Stored data:

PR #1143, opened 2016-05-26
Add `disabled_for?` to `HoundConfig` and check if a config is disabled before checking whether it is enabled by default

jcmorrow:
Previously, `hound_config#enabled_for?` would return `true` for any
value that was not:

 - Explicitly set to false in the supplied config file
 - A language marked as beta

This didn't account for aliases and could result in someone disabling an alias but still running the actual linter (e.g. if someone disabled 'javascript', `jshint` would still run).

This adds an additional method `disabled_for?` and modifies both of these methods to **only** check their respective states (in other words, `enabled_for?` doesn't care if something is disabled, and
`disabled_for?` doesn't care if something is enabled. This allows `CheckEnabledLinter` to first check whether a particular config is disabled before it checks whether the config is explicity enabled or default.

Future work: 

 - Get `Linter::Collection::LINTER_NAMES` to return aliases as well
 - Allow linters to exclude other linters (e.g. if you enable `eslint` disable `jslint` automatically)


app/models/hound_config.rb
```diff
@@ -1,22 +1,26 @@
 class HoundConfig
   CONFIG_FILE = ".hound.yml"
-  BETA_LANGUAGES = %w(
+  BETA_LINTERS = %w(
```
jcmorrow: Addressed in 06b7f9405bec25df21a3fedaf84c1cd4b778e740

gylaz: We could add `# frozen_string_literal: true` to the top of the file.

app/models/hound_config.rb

Your objective: Would you return each entry exactly as it reads?

Task answer:
PR #1143, opened 2016-05-26
Add `disabled_for?` to `HoundConfig` and check if a config is disabled before checking whether it is enabled by default

jcmorrow:
Previously, `hound_config#enabled_for?` would return `true` for any
value that was not:

 - Explicitly set to false in the supplied config file
 - A language marked as beta

This didn't account for aliases and could result in someone disabling an alias but still running the actual linter (e.g. if someone disabled 'javascript', `jshint` would still run).

This adds an additional method `disabled_for?` and modifies both of these methods to **only** check their respective states (in other words, `enabled_for?` doesn't care if something is disabled, and
`disabled_for?` doesn't care if something is enabled. This allows `CheckEnabledLinter` to first check whether a particular config is disabled before it checks whether the config is explicity enabled or default.

Future work: 

 - Get `Linter::Collection::LINTER_NAMES` to return aliases as well
 - Allow linters to exclude other linters (e.g. if you enable `eslint` disable `jslint` automatically)


app/models/hound_config.rb
```diff
@@ -1,22 +1,26 @@
 class HoundConfig
   CONFIG_FILE = ".hound.yml"
-  BETA_LANGUAGES = %w(
+  BETA_LINTERS = %w(
```
jcmorrow: Addressed in 06b7f9405bec25df21a3fedaf84c1cd4b778e740

gylaz: We could add `# frozen_string_literal: true` to the top of the file.

app/models/hound_config.rb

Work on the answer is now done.